Die Inflationsrate der vergangenen zwölf Monate kletterte im Mai auf 4,2 Prozent – den höchsten Stand seit drei Jahren. Als wesentlicher Treiber dieser Entwicklung gelten die Auswirkungen des Iran-Krieges. Damit liegt die Teuerungsrate deutlich über dem Zielwert der Federal Reserve von zwei Prozent, was die Notenbank unter Druck setzt, geldpolitisch gegenzusteuern.

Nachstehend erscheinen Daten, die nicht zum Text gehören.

PR #1840, opened 2023-05-09
fix: allow thumbs in media objects

lmcsu:
Fix to make Telegraf handle thumbnails in cases like the following

```ts
bot.telegram.editMessageMedia(111, 222, undefined, {
    type: 'audio',
    media: {
        source: audioBuffer,
    },
    thumb: {
        source: thumbBuffer,
    },
});
```

### DIFF
--- a/src/core/network/client.ts
+++ b/src/core/network/client.ts
@@ -198,13 +198,31 @@ async function attachFormValue(
   ) {
     const attachmentId = crypto.randomBytes(16).toString('hex')
     await attachFormMedia(form, value.media as FormMedia, attachmentId, agent)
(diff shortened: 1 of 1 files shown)


MKRhere:
I looked at this several times over the months, and it never made sense to me. Anyway, uploading thumbnails should already work well. If it doesn't, post a repro and I'll reopen.

lmcsu:
@MKRhere it SHOULD, but it DOES NOT.
Exactly when editing media.
This PR was fixing it.
Anyway, this repo is a piece of buggy trash, I moved to Grammy, thank you.

PR #1842, opened 2023-05-18
fix: Missing type for param in editMessageText

fjodor-rybakov:
The `text` param in the `editMessageText` function can be either `string` or `FmtString`


MKRhere (approved):

MKRhere:
Thanks!

PR #1862, opened 2023-07-20
Add support for Telegram API 6.6, 6.7, and 6.8

hypernova7:
@MKRhere please review this changes

### DIFF
--- a/src/telegram-types.ts
+++ b/src/telegram-types.ts
@@ -22,12 +22,7 @@ export type ChatAction = Opts<'sendChatAction'>['action']
 
 // Modify type so caption, if exists, can be FmtString
 export type WrapCaption<T> = T extends { caption?: string }
-  ? Expand<
-      Omit<T, 'caption'> & {
-        caption?: string | FmtString
-        message_thread_id?: number | undefined
-      }
-    >
+  ? Expand<Omit<T, 'caption'> & { caption?: string | FmtString }>
   : T
 
 // extra types
--- a/src/telegram-types.ts
+++ b/src/telegram-types.ts
@@ -22,7 +22,12 @@ export type ChatAction = Opts<'sendChatAction'>['action']
 
 // Modify type so caption, if exists, can be FmtString
 export type WrapCaption<T> = T extends { caption?: string }
-  ? Expand<Omit<T, 'caption'> & { caption?: string | FmtString }>
+  ? Expand<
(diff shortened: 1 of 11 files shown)


chakzefir:
@hypernova how about to bump `answerInlineQuery`(https://core.telegram.org/bots/api#answerinlinequery) and add `button` param with TWA support?

MKRhere:
Seems like TypeScript dropped support for Node 12. Since it's been EOL since over a year ago, should we drop it from CI testing at least, to make things easier for ourselves?

MKRhere:
@chakzefir 

Did you mean this?
```TS
await ctx.answerInlineQuery([], { button: { text: "title", web_app: { url: "url" } } });
```

This currently works as per this PR.

I considered adding a button helper, but it does more harm than good:

```TS
await ctx.answerInlineQuery([], { button: Markup.button.inlineQueryResultsWebApp("title", "url") });
```

I think we can leave this at that.

MKRhere:
So... Logical operators like `??=` only have support from Node 15. We don't use it, but the tsc ecosystem seems to have moved on, so we're still having CI issues with the linter.

Node 14 is also EOL since 4 months ago, so I'm gonna cut it out of CI as well. We'll still fix bugs if someone reports issues with Node 14 until Telegraf v4.

src/telegram-types.ts
```diff
@@ -22,7 +22,12 @@ export type ChatAction = Opts<'sendChatAction'>['action']
 
 // Modify type so caption, if exists, can be FmtString
 export type WrapCaption<T> = T extends { caption?: string }
-  ? Expand<Omit<T, 'caption'> & { caption?: string | FmtString }>
+  ? Expand<
+      Omit<T, 'caption'> & {
+        caption?: string | FmtString
+        message_thread_id?: number | undefined
```
MKRhere: Why was this necessary here? This type exists only to convert caption from `string` to `FmtString | string`.

MKRhere (changes requested):

src/telegram-types.ts
MKRhere: This type is only used in `editMessageMedia`, where `media` does not take `message_thread_id`, so this change is wrong; I'll remove it.

MKRhere (approved):

MKRhere:
I ended up adding API 6.8 support as well in this PR; feel free to review changes if you can.

PR #1870, opened 2023-08-27
feat: custom property in sessions

### LINKED ISSUE #1824: grammY offers the possibility to have multiple sessions, can Telegraf have that too?
I want to store all the messages from all the chats that my bot is a part of. However, since currently my bot stores sessions per user, that means that in a group chat, it will be storing the messages of that group chat in a fragmented way, only grouped per user.

I'd like to have multiple sessions, based on multiple session keys.
One session called `chat` which is based on `ctx.chat.id` as the session key, and it would contain a property called `messages`, storing all the messages in a chat.
And then I'd like to have a session called `user` which has `ctx.from.id` as the session key, and it would contain properties like `settings` related to the settings that the user has set.

I didn't think of any alternatives tbh.

MKRhere:
Long ago, Telegraf had the ability to specify custom property name while creating session. [This was lost `51dfca`](https://github.com/telegraf/telegraf/commit/51dfca4e3df3cdcc0ab785ad5ce0f3e1210ccbf4) because it was deemed too hard to write types for in v4. However, with this PR, we regain this ability in full.

Although the usage below seems like a trivial addition, this took several days and at least one sleepless night to type correctly. Thanks for the patience!

### Usage

```TS
// defaults to ctx.session
bot.use(session({ defaultSession: () => ({}) }));

bot.use(session({
	property: "chatSession",
	getSessionKey: ctx => String(ctx.chat.id),
	defaultSession: () => ({ count: 0 }),
}));

bot.on("message", ctx => {
	ctx.session.seen = true;
});

bot.on("message", ctx => {
	ctx.chatSession.count++;
});
```

I'm still investigating Stage/Scene support for custom properties.

Fixes #1824

### DIFF
--- a/src/session.ts
+++ b/src/session.ts
@@ -26,6 +26,7 @@ interface SessionOptions<S, C extends Context, P extends string> {
   defaultSession?: (ctx: C) => S
 }
 
+/** @deprecated session can use custom properties now. Construct this type directly. */
 export interface SessionContext<S extends object> extends Context {
   session?: S
 }
@@ -185,6 +186,7 @@ export class MemorySessionStore<T> implements SyncSessionStore<T> {
   }
 }
 
+/** @deprecated session can use custom properties now. Directly use `'session' in ctx` instead */
 export function isSessionContext<S extends object>(
   ctx: Context
 ): ctx is SessionContext<S> {
--- a/src/session.ts
+++ b/src/session.ts
@@ -1,5 +1,5 @@
 import { Context } from './context'
-import { MaybePromise } from './util'
+import { ExclusiveKeys, MaybePromise } from './util'
 import { MiddlewareFn } from './middleware'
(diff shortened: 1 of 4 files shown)


hypernova7 (approved):

MKRhere:
Update: Stage/Scene support for custom prop is not planned for this release. If it happens, it'll be a future PR. This PR is ready to merge.

Evertt:
@MKRhere, I'm a bit confused. Will this merge be delayed to be integrated into the next release? And if so, what's the timeline you're expecting?

MKRhere:
> Will this merge be delayed to be integrated into the next release?

No. Support for custom session prop in <ins>scenes</ins> is delayed. Custom prop in session (this PR) is already merged into v4 and will release today, along with API updates.

PR #1880, opened 2023-09-11
WIP refactor: use WebCrypto API for hashing instead of node:crpyto

### LINKED ISSUE #1879: SHA3 unsupported algorithm in some other runtimes
Telegraf is using SHA3 to hash secret, which broke my codebase after porting it to Bun instead of Nodejs.

Then, I dig deeper into SHA3 usage in the ecosystem in general, which seems like a drop-replacement for SHA2 if it is broken (future-proof), and I was surprised that many runtimes do not support SHA3. For instance,  Google/BoringSSL/Chrome might stand in the way because they might [skip SHA-3](https://www.imperialviolet.org/2017/05/31/skipsha3.html). See also https://github.com/w3c/webappsec-subresource-integrity/issues/11 and https://github.com/electron/electron/issues/30530.

I propose that Telegraf replace any use for SHA3 with SHA2 to make this framework compatible with other runtimes. We can return to SHA3 if there is a real need for it.

If the proposal is accepted, I would happily open PR for this issue.

Khalid-Nowaf:
Resolves #1879

### DIFF
--- a/src/platform/crypto.ts
+++ b/src/platform/crypto.ts
@@ -1,9 +1,0 @@
-import { createHash } from 'https://deno.land/std@0.165.0/node/internal/crypto/hash.ts'
-import { process } from './process.ts'
-
-export function hash(message: string) {
-  return createHash('SHA3-256')
-    .update(message)
-    .update(process.version) // salt
-    .digest('hex')
-}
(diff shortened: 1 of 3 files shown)


MKRhere:
I just noticed you marked it as WIP — sorry, did you intend to make improvements before merge?

Khalid-Nowaf:
Yes, I do have a typo, but I will make another PR for it. 

Thanks

MKRhere:
I thought you should know, version was used as hash so that while token can't be sniffed in transit, it's predictably generated for your environment. That way if you call it multiple times you get the same hash. Fixed in 5b46fadd1808032f6b47def6aa9f363f5d223224

PR #171, opened 2025-04-24
feat: Add dynamic salt to EIP-712 domain

zhongeric:


snreynolds (commented):
Can we add a test just to validate the use case of changing the salt to invalidate prior sigs?

snreynolds (approved):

Trumps Optimismus trifft auf harte Realität
Trump selbst gibt sich zuversichtlich: Er erwartet einen raschen Rückgang der Inflation, sobald der Iran-Krieg endet. Doch Ökonomen und Marktbeobachter warnen, dass sich die Preise als weitaus hartnäckiger erweisen könnten, als der Präsident behauptet. Historisch gesehen lässt sich einmal entfachte Inflation selten so schnell wieder eindämmen, wie politische Entscheidungsträger es sich wünschen.
Genau hier liegt das eigentliche Problem für die Finanzmärkte. Wenn die Inflation hoch bleibt, ist die Federal Reserve gezwungen, die Zinsen anzuheben, um die Preisstabilität wiederherzustellen. Höhere Zinsen verteuern Kredite für Unternehmen und Verbraucher gleichermaßen – und drücken typischerweise auf die Bewertungen von Aktien.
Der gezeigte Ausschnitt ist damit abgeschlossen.